Mr. Happy Rotter, all pyrethroids I have found are labeled for a topical spray. Any specific manufacturer you can mention. Thanks for everyone’s input


----------



## NYEric (Jul 10, 2019)

Remember when you were younger with a magnifying glass...!?!?


----------



## mrhappyrotter (Jul 11, 2019)

Duck Slipper said:


> Ray, I have repotted most all plants, but I have been using a living moss on top of quite a few, especially the paphs. Also, reputed over a 4 week or so period...Maybe the moss is the medium they are living in?
> Mr. Happy Rotter, all pyrethroids I have found are labeled for a topical spray. Any specific manufacturer you can mention. Thanks for everyone’s input



I think anything with cypermethrin or permethrin will work. I use Bengal brand Esfenvalerate. These are all pretty safe around kids and pets and haven't given me any issues with any plants. They are not systemic but then a systemic product might not be particularly useful against sow bugs. I use it for mites and scale and water it into the mix to eliminate fungus gnats.


----------



## pcolman (Jul 11, 2019)

I had a rather large infestation of sowbugs close to two decades ago. I used Tempo on them. They run for their lives and die within a minute or so. Low end of dosage should be fine, they're very sensitive to pyrethroids as has been mentioned. I never seen any phytotoxicity from Tempo or Talstar (the pyrethroids I've used) no matter how high the dosage, even with sensitive plants.


----------



## Duck Slipper (Jul 13, 2019)

It appears the sow bugs have considered the moss I have on the tops of many of my plants to be an excellent environment to grow and reproduce in... I have disposed of all of it. Probably how they got introduced also. I do want to add, that I believe the moss had a definite benefit for the paphs. There were some that had a moss growth on one side, these pots upon removal of the moss the roots were healthy looking growing on the surface. But still getting adequate moisture and whatever benefit comes from a moss mulch.


----------



## abax (Jul 15, 2019)

If you're growing in a greenhouse, Orthene 97%
granules as a drench will rid you of any critters
you don't want on your orchids. Try Amazon.


----------



## orcoholic (Jul 16, 2019)

You can buy a bag of lawn insecticide. Sprinkle some on top and water in. One bag is proably enough for a lifetime supply and won't break the bank.


----------



## xiphius (Jul 23, 2019)

I almost always have sow bugs in all of my pots (even immediately after repotting).
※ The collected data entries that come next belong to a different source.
PR #140, opened 2018-11-12
nengo_dl builders for Loihi neurons

hunse:
This adds nengo_dl TensorFlow builders for the LoihiLIF and LoihiSpikingRectifiedLinear neuron types. This allows nengo_dl networks to train with tuning curves like those of the chip neurons, allowing for more accurate conversion of ANNs for the chip.

Based off #133

### DIFF
--- a/nengo_loihi/builder/nengo_dl.py
+++ b/nengo_loihi/builder/nengo_dl.py
@@ -1,0 +1,367 @@
+import logging
+import warnings
+
+import numpy as np
+
+from nengo_loihi.compat import HAS_DL
+from nengo_loihi.neurons import (
+    AlphaRCNoise,
+    discretize_tau_rc,
+    discretize_tau_ref,
+    LoihiLIF,
+    LoihiSpikingRectifiedLinear,
+    LowpassRCNoise,
+)
+
+if HAS_DL:
+    import nengo_dl
+    import nengo_dl.neuron_builders
+    import tensorflow as tf
+else:
+    # Empty classes so that we can define the subclasses even though
+    # we will never use them, as they are only used in the `install`
+    # function that can only run if nengo_dl is importable.
+    class nengo_dl:
+        class neuron_builders:
+            class LIFBuilder:
+                pass
+
+            class SpikingRectifiedLinearBuilder:
+                pass
+
+logger = logging.getLogger(__name__)
+
+
+class NoiseBuilder:
+    """Build noise classes in ``nengo_dl``.
+
+    Attributes
+    ----------
+    noise_models : list of NeuronOutputNoise
+        The noise models used for each op/signal.
+    """
+
+    builders = {}
+
+    def __init__(self, ops, signals, config, noise_models):
+        self.noise_models = noise_models
+        self.dtype = signals.dtype
+        self.np_dtype = self.dtype.as_numpy_dtype()
+
+    @classmethod
+    def build(cls, ops, signals, config):
+        """Create a NoiseBuilder for the provided ops."""
+
+        noise_models = [getattr(op.neurons, 'nengo_dl_noise', None)
+                        for op in ops]
+        model_type = (type(noise_models[0]) if len(noise_models) > 0
+                      else None)
+        equal_types = all(type(m) is model_type for m in noise_models)
+
+        if not equal_types:
+            raise NotImplementedError(
+                "Multiple noise models for the same neuron type is "
+                "not supported")
+
+        return cls.builders[model_type](ops, signals, config, noise_models)
+
+    @classmethod
+    def register(cls, noise_builder):
+        """A decorator for adding a class to the list of builders.
+
+        Raises a warning if a builder already exists for the class.
+
+        Parameters
+        ----------
+        noise_builder : NoiseBuilder
+            The NoiseBuilder subclass that the decorated class builds.
+        """
+        def register_builder(build_cls):
+            if noise_builder in cls.builders:
+                warnings.warn("Type '%s' already has a builder. Overwriting."
+                              % noise_builder)
+            cls.builders[noise_builder] = build_cls
+            return build_cls
+        return register_builder
+
+    def generate(self, period, tau_rc=None):
+        """Generate TensorFlow code to implement these noise models.
+
+        Parameters
+        ----------
+        period : tf.Tensor
+            The inter-spike periods of the neurons to add noise to.
+        tau_rc : tf.Tensor
+            The membrane time constant of the neurons (used by some noise
+            models).
+        """
+        raise NotImplementedError("Subclass must implement")
+
+
+@NoiseBuilder.register(type(None))
+class NoNoiseBuilder(NoiseBuilder):
+    """nengo_dl builder for if there is no noise model."""
+
+    def generate(self, period, tau_rc=None):
+        return tf.reciprocal(period)
+
+
+@NoiseBuilder.register(LowpassRCNoise)
+class LowpassRCNoiseBuilder(NoiseBuilder):
+    """nengo_dl builder for the LowpassRCNoise model."""
+
+    def __init__(self, ops, signals, *args, **kwargs):
+        super(LowpassRCNoiseBuilder, self).__init__(
+            ops, signals, *args, **kwargs)
+
+        # tau_s is the time constant of the synaptic filter
+        tau_s = np.concatenate([
+            model.tau_s * np.ones((op.J.shape[0], 1),
+                                  dtype=self.np_dtype)
+            for model, op in zip(self.noise_models, ops)])
+        self.tau_s = signals.constant(tau_s, dtype=self.dtype)
+
+    def generate(self, period, tau_rc=None):
+        d = tau_rc - self.tau_s
+        u01 = tf.random_uniform(tf.shape(period))
+        t = u01 * period
+        q_rc = tf.exp(-t / tau_rc)
+        q_s = tf.exp(-t / self.tau_s)
+        r_rc1 = -tf.expm1(-period / tau_rc)  # 1 - exp(-period/tau_rc)
+        r_s1 = -tf.expm1(-period / self.tau_s)  # 1 - exp(-period/tau_s)
+        return (1./d) * (q_rc/r_rc1 - q_s/r_s1)
+
+
+@NoiseBuilder.register(AlphaRCNoise)
+class AlphaRCNoiseBuilder(NoiseBuilder):
+    """nengo_dl builder for the AlphaRCNoise model."""
+
+    def __init__(self, ops, signals, *args, **kwargs):
+        super(AlphaRCNoiseBuilder, self).__init__(
+            ops, signals, *args, **kwargs)
+
+        # tau_s is the time constant of the synaptic filter
+        tau_s = np.concatenate([
+            model.tau_s * np.ones((op.J.shape[0], 1),
+                                  dtype=self.np_dtype)
+            for model, op in zip(self.noise_models, ops)])
+        self.tau_s = signals.constant(tau_s, dtype=self.dtype)
+
+    def generate(self, period, tau_rc=None):
+        d = tau_rc - self.tau_s
+        u01 = tf.random_uniform(tf.shape(period))
+        t = u01 * period
+        q_rc = tf.exp(-t / tau_rc)
+        q_s = tf.exp(-t / self.tau_s)
+        r_rc1 = -tf.expm1(-period / tau_rc)  # 1 - exp(-period/tau_rc)
+        r_s1 = -tf.expm1(-period / self.tau_s)  # 1 - exp(-period/tau_s)
+
+        pt = tf.where(period < 100*self.tau_s, (period - t)*(1 - r_s1),
+                      tf.zeros_like(period))
+        qt = tf.where(t < 100*self.tau_s, q_s*(t + pt), tf.zeros_like(t))
+        rt = qt / (self.tau_s * d * r_s1**2)
+        rn = tau_rc*(q_rc/(d*d*r_rc1) - q_s/(d*d*r_s1)) - rt
+        return rn
+
+
+class LoihiLIFBuilder(nengo_dl.neuron_builders.LIFBuilder):
+    """nengo_dl builder for the LoihiLIF neuron type.
+
+    Attributes
+    ----------
+    spike_noise : NoiseBuilder
+        Generator for any output noise associated with these neurons.
+    """
+    def __init__(self, ops, signals, config):
+        super(LoihiLIFBuilder, self).__init__(ops, signals, config)
+        self.spike_noise = NoiseBuilder.build(ops, signals, config)
+
+    def _rate_step(self, J, dt):
+        tau_ref = discretize_tau_ref(self.tau_ref, dt)
+        tau_rc = discretize_tau_rc(self.tau_rc, dt)
+        # Since LoihiLIF takes `ceil(period/dt)` the firing rate is
+        # always below the LIF rate. Using `tau_ref1` in LIF curve makes
+        # it the average of the LoihiLIF curve (rather than upper bound).
+        tau_ref1 = tau_ref + 0.5*dt
+
+        J -= self.one
+
+        # --- compute Loihi rates (for forward pass)
+        period = tau_ref + tau_rc*tf.log1p(tf.reciprocal(
+            tf.maximum(J, self.epsilon)))
+        period = dt * tf.ceil(period / dt)
+        loihi_rates = self.spike_noise.generate(period, tau_rc=tau_rc)
+        loihi_rates = tf.where(J > self.zero,
+                               self.amplitude * loihi_rates,
+                               self.zeros)
+
+        # --- compute LIF rates (for backward pass)
+        if self.config.lif_smoothing:
+            js = J / self.sigma
+            j_valid = js > -20
+            js_safe = tf.where(j_valid, js, self.zeros)
+
+            # softplus(js) = log(1 + e^js)
+            z = tf.nn.softplus(js_safe) * self.sigma
+
+            # as z->0
+            #   z = s*log(1 + e^js) = s*e^js
+            #   log(1 + 1/z) = log(1/z) = -log(s*e^js) = -js - log(s)
+            q = tf.where(j_valid,
+                         tf.log1p(tf.reciprocal(z)),
+                         -js - tf.log(self.sigma))
+
+            rates = self.amplitude / (tau_ref1 + tau_rc*q)
+        else:
+            rates = self.amplitude / (
+                tau_ref1 + tau_rc*tf.log1p(tf.reciprocal(
+                    tf.maximum(J, self.epsilon))))
+            rates = tf.where(J > self.zero, rates, self.zeros)
+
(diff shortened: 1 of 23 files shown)


nengo_loihi/neurons.py
```diff
@@ -220,3 +228,98 @@ def nengo_build_nif_rate(model, nif_rate, neurons):
...
+            J -= self.one
+
+            # --- compute Loihi rates (for forward pass)
+            period = tau_ref + self.tau_rc*tf.log1p(tf.reciprocal(
+                tf.maximum(J, self.epsilon)))
+            loihi_rates = (self.amplitude / dt) / tf.ceil(period / dt)
+            loihi_rates = tf.where(J > self.zero, loihi_rates, self.zeros)
+
+            # --- compute LIF rates (for backward pass)
+            if self.config.lif_smoothing:
```
drasmuss: Just brainstorming for the future, but it might be interesting to try a version of `loihi_rates` where the steps are smoothed a bit, rather than throwing out the steps altogether.  Same general idea as SoftLIF, but applying smoothing to all the discontinuities in the LoihiLIF function instead of just the threshold.

nengo_loihi/tests/test_neurons.py
```diff
@@ -83,3 +83,114 @@ def test_loihi_neurons(neuron_type, Simulator, plt, allclose):
...
     assert allclose(nengo_rates, ref, atol=atol, rtol=0, xtol=0)
     assert allclose(loihi_rates, ref, atol=atol, rtol=0, xtol=0)
+
+
+@pytest.mark.parametrize(
+    'neuron_type', [LoihiLIF(amplitude=1.0, tau_rc=0.02, tau_ref=0.002),
+                    LoihiLIF(amplitude=0.063, tau_rc=0.05, tau_ref=0.001)])
+def test_nengo_dl_loihi_lif(neuron_type, plt, allclose):
+    pytest.importorskip('nengo_dl')
+    import nengo_dl
```
drasmuss: `importorskip` actually returns the imported module, so you can do `nengo_dl = pytest.importorskip("nengo_dl")`

nengo_loihi/tests/test_neurons.py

I generally just ignore them as they are more of a nuisance than an actual problem. You can control them with pyrethroids, but why bother? They will probably come back later and this will just serve to help make the real pests more resistant when you actually need chemicals. Even if the bark is fresh and not decayed, they will generally stick around if you keep things wet enough. They love live moss. If you are seeing a huge population spike, then your bark is probably starting to break down, or there is possibly an abundance of fungal growth down in your pots. Just let them do their thing.

Probably the best non-chemical way to get rid of them is to just let your pots dry out more since they prefer damp environments.


----------



## NYEric (Jul 29, 2019)

See post #6, so much fun!


----------



## Duck Slipper (Jul 30, 2019)

Didn’t have to use a magnifying glass, 
N Y Eric. Moss was their house!


----------



## cnycharles (Jul 31, 2019)

If you set a pot completely in water they’ll come to the top and you can scrape them off. They need air  can always put something on top of media to keep it in and not floating away


----------